Steve Mentz

Associate Professor
English
St John Hall, Room B40-9
Queens campus
Phone: (718) 990-6690
Fax: (718) 990-2525
mentzs@stjohns.edu

Educational Background
AB, 1989, Princeton University, English
MA, Mphil, 1998, Yale University, English
PhD, 2000, Yale University, English

Areas of Specialization
English Renaissance Literature, Maritime Literature, Environmental Approaches to Literature, History of the Book and Print Culture

Steve Mentz teaches early modern and Renaissance literature, with recent courses on the Poetics of the Early Modern Globe; Shakespeare, Education, and Power; and Urban Culture from Elizabethan London to twenty-first-century New York.  His latest scholarly passion is maritime culture, which has generated a new book, At the Bottom of Shakespeare's Ocean (2009), and an upcoming public gallery exhibition, "Lost at Sea: The Ocean in the Early Modern Imagination, 1550 - 1750," at the Folger Shakespeare Library in Washington, DC, in the summer of 2010.  He is also the author of Romance for Sale in Early Modern England: The Rise of Prose Fiction (2006), Rogues and Early Modern English Culture (2004), and numerous articles on Shakespeare, ecological criticism, maritime culture, and related topics.  He regularly reviews plays for Shakespeare Bulletin, and his Shakespeare classes see at least one new performance each semester.

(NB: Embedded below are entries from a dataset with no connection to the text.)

PR #976, opened 2024-09-18
Remove unused snapshot metadata code

peternied:
### Description
The snapshot metadata and associated factory are not showing up in any code coverage reports and based on the removal not impacting any other files this looks like a safe change that our CI suite will verify.

### Issues Resolved
- Related https://opensearch.atlassian.net/browse/MIGRATIONS-2004

### Check List


chelma (changes requested):
I expect we'll use these in the future and would prefer to keep them.  Knowing whether a snapshot was successful before we start parsing it is something we should probably be checking, for example, and that's something these classes provide.

peternied:
> I expect we'll use these in the future and would prefer to keep them. Knowing whether a snapshot was successful before we start parsing it is something we should probably be checking, for example, and that's something these classes provide.

@chelma While I appreciate that they could be useful, I don't see value in unused code around.  These changes are still in git history and can be revived when needed.

If you would prefer we keep them, are you willing to write test for these files?

gregschohn:
To Peter's inquiry, writing tests w/out knowing the context that these files are used won't put us into a better place.
I've opened up a new [Jira task](https://opensearch.atlassian.net/browse/MIGRATIONS-2022) to resurrect the spirit of this code.  That task cites this PR so that future implementors can extend this code and integrate it fully into the codebase.

gregschohn (approved):
See https://opensearch.atlassian.net/browse/MIGRATIONS-2022 for the tracking ticket to bring this code back.

chelma:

Before arriving at St. John’s, Dr. Mentz taught for three years in the English Department at Iona College in New Rochelle, NY.  His Bachelors’ degree is from Princeton University (summa cum laude), where his senior thesis won the Francis LeMoyne Page Prize in Creative Writing.  His PhD is from Yale University, where he received several prize fellowships and grants.

Most recently, Dr. Mentz was the R. David Parsons Fellow at the John Carter Brown Library at Brown University during the academic year 2008-2009.  His research in maritime literature and culture has also received fellowship support from the National Endowment of the Humanities, the Folger Shakespeare Library, and the National Maritime Museum in London.  He has received three St. John's University Summer Fellowships (2008, 2006, and 2004), and has twice participated in Research Seminars at the Folger Shakespeare Library.

Dr. Mentz’s first book, Rogues and Early Modern English Culture (Michigan, 2004; paperback 2006) is a collection of essays about criminality and urban culture in England.  The book explores the longstanding fascination criminals and their stories have in our culture; a review in London’s Times Literary Supplement claims that it “makes a fine case for the centrality of the rogue and rogue writing to any understanding of the early modern city and its culture.”  His second book, Romance for Sale in Early Modern England: The Rise of Prose Fiction (Ashgate, 2006), investigates the then-new practice in Elizabethan London of printing prose narratives to sell them at city bookshops.  This project contributes to the scholarly subfield known as “the history of the book,” which considers not just print culture in early modern Europe but also communications technologies from the pen to the internet.

His current project, “Shipwreck and the Meanings of Ocean, 1552-1719,” explores shipwreck narratives from Shakespeare’s The Tempest to Defoe’s Robinson Crusoe.  With this project Dr. Mentz joins other scholars interested in “ecocriticism” and “historicizing the oceans” in exploring humankind’s relationship to the oceans and the natural world, and also how these symbolic relationships speak to our twenty-first century ecological crisis.

He was also a McNair Fellowship mentor during 2004-5.